Required action: Whenever a line in the entries includes the word "mainCameraRig", copy that line out.

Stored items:
---

PR #343, opened 2015-12-11
Load model from a URL

lokeshguddu:
Also called Remote Model Loading. This uses the feature to load a model file from the External Storage of the device. We first download and parse a JSON file which contains the information about the model file and all its textures. We then download all the relevant files into the external storage and when the download is over, we lead the model with all its textures applied.


thomasflynn:
Thanks for the pull-request!  Looks like a very desirable feature.  I like how the number of framework changes are minimal and the bulk of the code is in the sample which is also somewhat small.  I'll try to take a closer look over the weekend.

danke-sra:
Thanks for the patch. I think for general model loading from network, we can't rely on the JSON file to map out required files to download. I did a similar patch to loadJassimpModel API. Internally, it unifies different file systems: android assets, SD card, linux filesystem, and URL. You may take a look and comment too: https://github.com/danke-sra/GearVRf/tree/jassimp_network

lokeshguddu:
Hi @ragner ,

Good and expected changes. Will update this branch with the recommended changes.

ragner:
:+1:

GVRf/Framework/src/org/gearvrf/GVRContext.java
```diff
@@ -501,7 +501,46 @@ public GVRSceneObject getAssimpModel(String assetRelativeFilename)
...
+     * @param fileName
+     *            A filename, present in the external storage of the device
+     * 
+     * @return A {@link GVRSceneObject} that contains the meshes with textures
+     * 
+     * @throws IOException
+     *             File does not exist or cannot be read
+     *
+     */
+    public GVRSceneObject getAssimpModelFromSDCard(String fileName)
```
liaxim: Did you consider using (and extending if necessary) the GVRAndroidResource class from GVRF? Seems like we need something like it to avoid the "fan out" GVRAndroidResource mentions. Also it is already used for textures and meshes..

GVRf/Sample/gvrurlmodelloader/src/org/gearvrf/urlmodelloader/URLModelLoaderViewManager.java
```diff
@@ -0,0 +1,203 @@
...
+        scene = gvrContext.getNextMainScene();
+        scene.setFrustumCulling(true);
+
+        // set background color
+        GVRCameraRig mainCameraRig = scene.getMainCameraRig();
+        mainCameraRig.getLeftCamera().setBackgroundColor(Color.BLACK);
+        mainCameraRig.getRightCamera().setBackgroundColor(Color.BLACK);
+        mainCameraRig.getTransform().setPosition(0.0f, 0.0f, 0.0f);
+
+        String jsonFileURL = "https://raw.githubusercontent.com/lokeshguddu/lokeshguddu.github.io/master/remote_model_urls.json";
```
liaxim: The url probably needs to change to the official GearVRf-Demos repo. Also please move the sample to that repo (we will remove all the samples from this repo soon). The samples repo is https://github.com/gearvrf/GearVRf-Demos.

liaxim:
Code looks good, sample works fine. The use of GVRAndroidResource is something we could do in the future if you are not up for it. We need to have the sample moved before this can be merged.

liaxim:
I personally like that all the mapping is left to the application using GVRF. I very much vote for keeping this kind of stuff out of GVRF.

---

Result for this exercise:
+        GVRCameraRig mainCameraRig = scene.getMainCameraRig();
+        mainCameraRig.getLeftCamera().setBackgroundColor(Color.BLACK);
+        mainCameraRig.getRightCamera().setBackgroundColor(Color.BLACK);
+        mainCameraRig.getTransform().setPosition(0.0f, 0.0f, 0.0f);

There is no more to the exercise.